To any other hospital personnel, don’t bug me early in the morning. And don’t ask me stupid questions. I know you’re all very busy and important people, just remember, the patient actually has all the answers to your questions and if you treat us with respect, we’ll treat you with respect and we’ll give you the answers you’re looking for.
Thank you kindly

You know I’m usually quite patient in the hospital and willing to put up with all the things you need to put up with. But at the end of the day, my patience only goes so far. Ugghhh!

After all this cloudiness and dread, I (luckily) have had moments of clarity and sunshine thanks to some inspiring people in my life. It’s clear to me that support is needed in a way that goes beyond the definition of support. For me, my strength comes from the support I get from so many of you out there and it’s become obvious to me that when my tank of courage, strength and will gets low, a quick (or long) stop at one of my many support stations is needed.

Like Shannan Brown, my coach. She’s quite simply amazing to me and so unbelievably helpful. I had the opportunity this summer to attend a “Shift-It” retreat that she put on and I would HIGHLY recommend it to anyone who feels “stuck” in his or her life and needs a change. She had the small intimate group of us do exercises that fed and created ahha (if I may borrow Oprah’s famous saying) moments, moments of clarity, and moments that made you go “Ohhhhhh ok”. It was such a great weekend. I left Shannan’s feeling re-energized, inspired, hopeful and understood and I will always be incredibly grateful for her. My upcoming and muchly needed stop to fill up my tank I think will require a good old smash‘n’swear inspired by Shannan. They’re such a great release!  

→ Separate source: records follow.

PR #2257, opened 2020-10-16
Add `lsp-headerline--check-breadcrumb' to local `xref-after-jump-hook'

leungbk:
This allows the breadcrumb to be updated while mashing
xref-next/prev-line in an xref-find-references session. Without this
change, it is necessary to move back to the lsp-managed buffer to see
the breadcrumb update.

The drawback to this is that `lsp-headerline--check-breadcrumb` will generally get called twice if we use `xref-find-definitions`; once in the `xref-after-jump-hook` and once in the `lsp-on-idle-hook`. Not sure if there's an easy fix for this.

### DIFF
--- a/lsp-headerline.el
+++ b/lsp-headerline.el
@@ -323,6 +323,8 @@ PATH is the current folder to be checked."
     (lsp-headerline--breadcrumb-cache-path-up-to-project)
     (add-to-list 'header-line-format '(t (:eval lsp-headerline--string)))
 
+    (add-hook 'xref-after-jump-hook #'lsp-headerline--check-breadcrumb nil t)
+
     (add-hook 'lsp-on-idle-hook #'lsp-headerline--check-breadcrumb nil t)
     (add-hook 'lsp-configure-hook #'lsp-headerline--enable-breadcrumb nil t)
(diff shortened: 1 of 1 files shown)


lsp-mode.el
```diff
@@ -3611,6 +3613,9 @@ in that particular folder."
     (when lsp-enable-xref
       (add-hook 'xref-backend-functions #'lsp--xref-backend nil t))
 
+    (when lsp-headerline-breadcrumb-enable
```
kiennq, line 3616: These should be added in `lsp-headerline-breadcrumb-mode`, to `lsp-configure-hook` and `lsp-unconfigure-hook`

kiennq:
> Without this change, it is necessary to move back to the lsp-managed buffer to see the breadcrumb update.

I'm not fully understand the problem, is that happens because we change position inside not focused buffer?

leungbk:
> I'm not fully understand the problem, is that happens because we change position inside not focused buffer?

Yeah, I think so.

yyoncho:
@kiennq do you have more input on that? To me, it seems like it is good to go?

kiennq (approved):

yyoncho (approved):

Erin Wallis you are another way for me to fill up my tank which I recently did after reading one of your many inspiring blog posts. Without even knowing it, you remind me to appreciate what I have, stop and enjoy the small yet amazing things in life and through your generous support to Cystic Fibrosis Canada, you make me feel loved and cared for. You really are one of a kind.

Laughter is one of my other ways to fill up my tank. Whether it’s going out with my girly friends, watching video’s of my nieces and nephew, watching a funny movie or having almost an hour’s texting conversation with one of my dearest friends who makes me giggle when she makes comments like “ya that did suck a big dirty goat ass”! You know who you are and I love you!

Like Shannan taught me, life is about balance. I know I’ll get back to my regular sunshine self that is courageous enough to say “bring it on” to CF’s sometimes brutal shit. It’s just been cloudy for a while now. I know what I need to do to get my sunshine back, I know where to get help along the way and most of all, I know how lucky I truly am. Sometimes a little perspective is all you need. So... here I go.